### Action item
Go through the entries below from the first line and transcribe each one exactly, ending with the line that contains "careless enum to".
Segment Open
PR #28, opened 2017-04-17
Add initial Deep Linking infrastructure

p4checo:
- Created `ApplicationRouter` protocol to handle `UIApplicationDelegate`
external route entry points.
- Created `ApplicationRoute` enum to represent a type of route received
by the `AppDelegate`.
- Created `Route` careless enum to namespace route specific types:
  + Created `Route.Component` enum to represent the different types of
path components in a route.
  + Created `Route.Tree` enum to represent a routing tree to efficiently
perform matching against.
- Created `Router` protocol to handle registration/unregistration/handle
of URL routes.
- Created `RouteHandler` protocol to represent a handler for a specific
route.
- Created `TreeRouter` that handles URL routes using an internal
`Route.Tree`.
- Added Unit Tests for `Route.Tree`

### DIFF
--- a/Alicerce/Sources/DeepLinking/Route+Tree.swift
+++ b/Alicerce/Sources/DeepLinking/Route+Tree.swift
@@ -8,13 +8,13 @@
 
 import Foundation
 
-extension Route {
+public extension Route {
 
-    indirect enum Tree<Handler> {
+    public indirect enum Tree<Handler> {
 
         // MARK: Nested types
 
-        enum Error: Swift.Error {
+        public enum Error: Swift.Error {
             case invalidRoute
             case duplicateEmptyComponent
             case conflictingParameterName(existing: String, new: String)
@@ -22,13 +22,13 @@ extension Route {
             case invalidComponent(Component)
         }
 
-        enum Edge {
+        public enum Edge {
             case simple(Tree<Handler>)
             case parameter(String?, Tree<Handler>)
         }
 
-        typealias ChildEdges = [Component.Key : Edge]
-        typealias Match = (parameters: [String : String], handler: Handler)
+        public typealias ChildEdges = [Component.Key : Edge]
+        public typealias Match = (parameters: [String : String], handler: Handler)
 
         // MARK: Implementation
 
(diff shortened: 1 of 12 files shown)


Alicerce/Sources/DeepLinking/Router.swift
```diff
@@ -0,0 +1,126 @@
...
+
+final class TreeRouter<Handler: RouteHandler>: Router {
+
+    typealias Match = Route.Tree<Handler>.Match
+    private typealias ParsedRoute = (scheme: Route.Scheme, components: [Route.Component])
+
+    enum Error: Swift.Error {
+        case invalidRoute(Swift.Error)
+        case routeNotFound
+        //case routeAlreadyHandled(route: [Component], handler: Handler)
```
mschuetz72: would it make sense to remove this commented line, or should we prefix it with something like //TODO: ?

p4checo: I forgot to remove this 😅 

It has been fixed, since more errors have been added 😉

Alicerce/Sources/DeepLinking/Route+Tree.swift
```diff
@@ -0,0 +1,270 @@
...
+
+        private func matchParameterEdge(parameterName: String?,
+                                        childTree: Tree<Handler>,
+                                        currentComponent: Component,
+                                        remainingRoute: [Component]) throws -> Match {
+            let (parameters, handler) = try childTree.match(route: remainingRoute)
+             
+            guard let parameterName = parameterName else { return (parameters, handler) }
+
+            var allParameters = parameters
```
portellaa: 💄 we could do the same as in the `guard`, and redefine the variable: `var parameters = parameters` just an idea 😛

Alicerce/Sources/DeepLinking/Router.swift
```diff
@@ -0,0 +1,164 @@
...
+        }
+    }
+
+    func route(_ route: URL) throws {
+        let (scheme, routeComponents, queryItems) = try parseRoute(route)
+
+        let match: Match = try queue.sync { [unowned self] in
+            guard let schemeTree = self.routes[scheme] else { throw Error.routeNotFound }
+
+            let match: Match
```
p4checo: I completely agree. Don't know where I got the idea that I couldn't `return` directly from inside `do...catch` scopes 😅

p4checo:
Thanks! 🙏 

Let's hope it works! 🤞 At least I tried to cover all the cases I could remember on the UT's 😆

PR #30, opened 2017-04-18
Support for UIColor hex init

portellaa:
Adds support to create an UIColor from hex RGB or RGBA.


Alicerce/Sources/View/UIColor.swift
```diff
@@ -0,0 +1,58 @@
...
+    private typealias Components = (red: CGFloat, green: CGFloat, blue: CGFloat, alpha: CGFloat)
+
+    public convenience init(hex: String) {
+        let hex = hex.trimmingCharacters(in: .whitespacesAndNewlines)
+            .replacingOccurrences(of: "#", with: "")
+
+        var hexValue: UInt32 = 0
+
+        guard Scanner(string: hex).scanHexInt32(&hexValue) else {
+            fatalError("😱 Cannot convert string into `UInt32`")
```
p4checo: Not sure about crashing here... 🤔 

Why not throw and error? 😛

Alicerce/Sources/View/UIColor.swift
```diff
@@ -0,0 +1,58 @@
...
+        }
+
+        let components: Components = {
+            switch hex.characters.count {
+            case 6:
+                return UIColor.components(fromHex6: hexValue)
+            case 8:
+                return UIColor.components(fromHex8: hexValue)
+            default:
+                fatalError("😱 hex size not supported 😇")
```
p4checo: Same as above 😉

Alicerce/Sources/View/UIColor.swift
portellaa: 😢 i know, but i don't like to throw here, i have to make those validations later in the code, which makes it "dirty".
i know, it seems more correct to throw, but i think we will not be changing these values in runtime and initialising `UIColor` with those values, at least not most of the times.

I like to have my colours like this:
Segment Closed
### Finished exercise
PR #28, opened 2017-04-17
Add initial Deep Linking infrastructure

p4checo:
- Created `ApplicationRouter` protocol to handle `UIApplicationDelegate`
external route entry points.
- Created `ApplicationRoute` enum to represent a type of route received
by the `AppDelegate`.
- Created `Route` careless enum to namespace route specific types:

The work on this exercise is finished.